During a Republican-led House committee hearing last week, Mr. Costello called Cohen “absolutely manic.”
“He was putting on quite a show,” Mr Costello said on Monday, describing an initial meeting with Cohen in 2018. “He explained to us that two nights before, he had been on the roof of the Regency hotel and that he was going. to jump off and kill himself.”
On Monday, moments after Mr. Costello took the stand, New York Judge Juan Merchan scolded the attorney for rolling his eyes, saying “ridiculous” and “jeez” and sighing heavily during protests. in his testimony.
“You don’t like my controls? You don’t say ‘jeez’,” he said. “You don’t roll your eyes. Do you understand that?”
As he prepared to bring the jury back in, he fired at Mr Costello one last time: “Are you staring me down right now? Clean the courtroom.”
With only Mr Trump’s lawyers and entourage in the courtroom, the judge warned that Mr Costello’s behavior could land him in contempt of court.
“If you try to look down on me again, I’ll knock you off the stand,” he said.
The defense stands its case — and Trump won’t testify
Mr Costello was the second – and final – witness called by the former president’s defense team.
After 19 witnesses came forward over the past six weeks, Manhattan prosecutors rested their case on Monday.
Defense attorneys called only two witnesses, including Mr. Costello, and closed their case Tuesday morning.
Mr. Trump – who has repeatedly suggested he would take the stand in his defense, and has falsely claimed that the trial gag order prevents him from doing so – failed to testify.

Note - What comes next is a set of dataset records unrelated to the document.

PR #239, opened 2024-10-09
Improve setup and docs

fraser-langton:
Just adding a bit more docs on getting setup, just feedback from a first timer setting up the repo :)

I went with a basic requirements-dev.txt to hold the requirements in one spot (updated tox to reference them as well) - but maybe consider poetry? 

I also tweaked the black, isort, mypy configs so they all run using `<command> .` (and only runs on project files) - for me I think that's kind of convention for those tools.

I also ran isort, and added to tox.ini

### DIFF
--- a/tox.ini
+++ b/tox.ini
@@ -22,9 +22,7 @@ passenv =
     *
 usedevelop = false
 deps =
-    pytest~=7.4.0
-    pytest-cov~=4.1.0
-    PyYAML~=6.0.1
+    -r requirements-dev.txt
 commands =
     {posargs:pytest --cov --cov-report=term-missing -vv tests}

Closing arguments from both parties will begin on May 28.
Judge Merchan will then provide instructions to the jury before deliberations begin.
A decision could be reached as early as May 29.
In one of his press conferences from the hallway outside the courtroom on Tuesday, steps away from the men’s bathroom, Mr. Trump complained about the trial taking from his campaign schedule.
“I want to be out campaigning right now. But again, I will be here for almost five weeks in court,” he said. “They have no case. There is no crime. … It’s a kangaroo court. I’ve never seen anything like this.”